_YOUR GOAL_.
Copy out each line from the material where the word "have" is found.
____
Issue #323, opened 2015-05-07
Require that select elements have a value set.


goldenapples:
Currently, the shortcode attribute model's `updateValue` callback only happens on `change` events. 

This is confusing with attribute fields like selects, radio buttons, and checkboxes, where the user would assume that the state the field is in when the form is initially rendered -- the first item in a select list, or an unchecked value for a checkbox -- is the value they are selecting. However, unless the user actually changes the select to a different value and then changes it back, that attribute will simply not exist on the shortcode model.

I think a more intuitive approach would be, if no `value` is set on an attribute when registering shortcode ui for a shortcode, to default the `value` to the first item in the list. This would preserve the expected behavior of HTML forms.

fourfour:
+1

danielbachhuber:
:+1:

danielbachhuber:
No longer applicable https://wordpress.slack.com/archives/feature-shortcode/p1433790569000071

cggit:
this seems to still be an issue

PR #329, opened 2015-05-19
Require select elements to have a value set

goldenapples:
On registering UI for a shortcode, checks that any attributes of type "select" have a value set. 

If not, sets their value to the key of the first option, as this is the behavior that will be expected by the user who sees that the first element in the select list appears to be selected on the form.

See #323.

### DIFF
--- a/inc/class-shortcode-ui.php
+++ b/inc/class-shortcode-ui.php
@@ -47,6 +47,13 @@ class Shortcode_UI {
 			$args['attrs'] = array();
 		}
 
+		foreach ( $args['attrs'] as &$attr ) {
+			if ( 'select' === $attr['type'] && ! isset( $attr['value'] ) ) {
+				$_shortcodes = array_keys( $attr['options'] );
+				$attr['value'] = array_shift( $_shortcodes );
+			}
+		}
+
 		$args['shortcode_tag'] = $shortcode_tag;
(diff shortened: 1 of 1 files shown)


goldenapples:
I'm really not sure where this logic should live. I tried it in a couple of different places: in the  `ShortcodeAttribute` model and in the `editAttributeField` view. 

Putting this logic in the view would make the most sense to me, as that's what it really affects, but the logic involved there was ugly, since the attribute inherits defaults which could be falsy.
____
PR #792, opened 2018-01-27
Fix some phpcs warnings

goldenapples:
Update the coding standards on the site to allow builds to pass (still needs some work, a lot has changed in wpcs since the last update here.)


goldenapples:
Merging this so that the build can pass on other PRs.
____
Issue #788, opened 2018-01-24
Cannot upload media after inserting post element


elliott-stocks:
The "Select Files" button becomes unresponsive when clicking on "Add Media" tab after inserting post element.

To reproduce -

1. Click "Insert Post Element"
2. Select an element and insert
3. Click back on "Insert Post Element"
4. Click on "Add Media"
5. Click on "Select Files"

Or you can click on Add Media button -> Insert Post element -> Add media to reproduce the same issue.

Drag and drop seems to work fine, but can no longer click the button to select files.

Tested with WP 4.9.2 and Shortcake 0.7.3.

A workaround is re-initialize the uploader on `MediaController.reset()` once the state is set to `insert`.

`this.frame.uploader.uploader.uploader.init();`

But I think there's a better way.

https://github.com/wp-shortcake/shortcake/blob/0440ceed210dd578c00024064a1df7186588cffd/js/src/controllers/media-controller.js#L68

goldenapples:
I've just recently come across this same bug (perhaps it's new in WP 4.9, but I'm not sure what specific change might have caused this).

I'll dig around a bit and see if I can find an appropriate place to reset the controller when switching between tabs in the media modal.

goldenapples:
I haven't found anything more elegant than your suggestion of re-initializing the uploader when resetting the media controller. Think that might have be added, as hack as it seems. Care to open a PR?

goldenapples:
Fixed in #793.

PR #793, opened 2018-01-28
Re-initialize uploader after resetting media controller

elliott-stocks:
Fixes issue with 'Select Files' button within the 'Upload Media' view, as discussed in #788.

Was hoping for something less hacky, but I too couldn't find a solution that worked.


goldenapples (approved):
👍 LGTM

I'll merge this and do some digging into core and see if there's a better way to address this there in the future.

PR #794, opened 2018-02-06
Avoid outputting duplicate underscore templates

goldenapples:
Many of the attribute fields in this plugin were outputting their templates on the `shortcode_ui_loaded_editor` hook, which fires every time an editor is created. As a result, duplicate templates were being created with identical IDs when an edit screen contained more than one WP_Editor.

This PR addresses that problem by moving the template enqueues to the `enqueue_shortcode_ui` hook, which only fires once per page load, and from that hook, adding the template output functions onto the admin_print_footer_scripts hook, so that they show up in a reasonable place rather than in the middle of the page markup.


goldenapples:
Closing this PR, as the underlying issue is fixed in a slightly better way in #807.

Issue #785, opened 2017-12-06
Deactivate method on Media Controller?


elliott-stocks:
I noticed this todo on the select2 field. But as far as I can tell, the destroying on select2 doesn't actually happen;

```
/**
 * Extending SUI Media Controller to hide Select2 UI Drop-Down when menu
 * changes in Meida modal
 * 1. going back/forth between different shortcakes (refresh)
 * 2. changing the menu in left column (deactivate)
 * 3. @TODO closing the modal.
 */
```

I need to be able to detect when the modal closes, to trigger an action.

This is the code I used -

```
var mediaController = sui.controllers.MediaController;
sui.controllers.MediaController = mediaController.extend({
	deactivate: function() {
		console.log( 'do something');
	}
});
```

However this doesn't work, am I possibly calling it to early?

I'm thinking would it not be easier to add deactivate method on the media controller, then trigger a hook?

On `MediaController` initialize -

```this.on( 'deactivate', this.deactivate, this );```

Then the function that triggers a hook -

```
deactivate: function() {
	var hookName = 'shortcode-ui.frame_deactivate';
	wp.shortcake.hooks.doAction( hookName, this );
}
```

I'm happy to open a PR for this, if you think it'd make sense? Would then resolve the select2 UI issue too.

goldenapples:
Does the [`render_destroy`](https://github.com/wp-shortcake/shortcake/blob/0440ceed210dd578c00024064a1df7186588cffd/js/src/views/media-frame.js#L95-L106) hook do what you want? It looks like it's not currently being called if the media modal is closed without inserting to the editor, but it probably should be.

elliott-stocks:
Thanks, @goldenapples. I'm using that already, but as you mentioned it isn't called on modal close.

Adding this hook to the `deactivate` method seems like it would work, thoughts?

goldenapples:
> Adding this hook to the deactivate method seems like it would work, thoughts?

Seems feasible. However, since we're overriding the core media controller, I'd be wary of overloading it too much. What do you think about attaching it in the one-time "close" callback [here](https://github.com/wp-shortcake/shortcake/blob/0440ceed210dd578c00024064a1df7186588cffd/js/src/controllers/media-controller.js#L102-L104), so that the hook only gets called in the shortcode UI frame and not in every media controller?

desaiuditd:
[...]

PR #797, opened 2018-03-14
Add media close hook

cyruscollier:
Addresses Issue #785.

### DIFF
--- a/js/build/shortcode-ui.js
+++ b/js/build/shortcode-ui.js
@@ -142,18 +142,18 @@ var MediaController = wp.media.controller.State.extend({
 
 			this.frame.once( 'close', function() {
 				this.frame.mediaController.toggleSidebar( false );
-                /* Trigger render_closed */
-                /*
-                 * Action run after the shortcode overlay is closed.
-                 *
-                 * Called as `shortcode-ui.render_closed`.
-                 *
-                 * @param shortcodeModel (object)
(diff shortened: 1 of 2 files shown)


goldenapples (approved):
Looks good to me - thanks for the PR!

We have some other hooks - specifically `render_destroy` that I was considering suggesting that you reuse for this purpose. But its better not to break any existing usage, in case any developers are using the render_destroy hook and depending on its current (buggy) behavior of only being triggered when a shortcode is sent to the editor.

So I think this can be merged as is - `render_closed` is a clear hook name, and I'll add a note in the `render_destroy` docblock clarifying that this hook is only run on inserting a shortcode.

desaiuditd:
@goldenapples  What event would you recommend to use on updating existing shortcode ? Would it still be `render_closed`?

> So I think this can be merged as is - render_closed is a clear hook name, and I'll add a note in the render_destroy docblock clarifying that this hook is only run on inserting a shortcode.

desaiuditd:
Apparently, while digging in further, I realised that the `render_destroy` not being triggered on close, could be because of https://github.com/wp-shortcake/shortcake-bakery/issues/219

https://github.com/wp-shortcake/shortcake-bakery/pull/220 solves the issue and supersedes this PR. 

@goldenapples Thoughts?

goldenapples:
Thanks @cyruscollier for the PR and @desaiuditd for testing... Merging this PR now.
____
_SOLUTION_.
Require that select elements have a value set.
Require select elements to have a value set
On registering UI for a shortcode, checks that any attributes of type "select" have a value set. 
I've just recently come across this same bug (perhaps it's new in WP 4.9, but I'm not sure what specific change might have caused this).
I haven't found anything more elegant than your suggestion of re-initializing the uploader when resetting the media controller. Think that might have be added, as hack as it seems. Care to open a PR?
We have some other hooks - specifically `render_destroy` that I was considering suggesting that you reuse for this purpose. But its better not to break any existing usage, in case any developers are using the render_destroy hook and depending on its current (buggy) behavior of only being triggered when a shortcode is sent to the editor.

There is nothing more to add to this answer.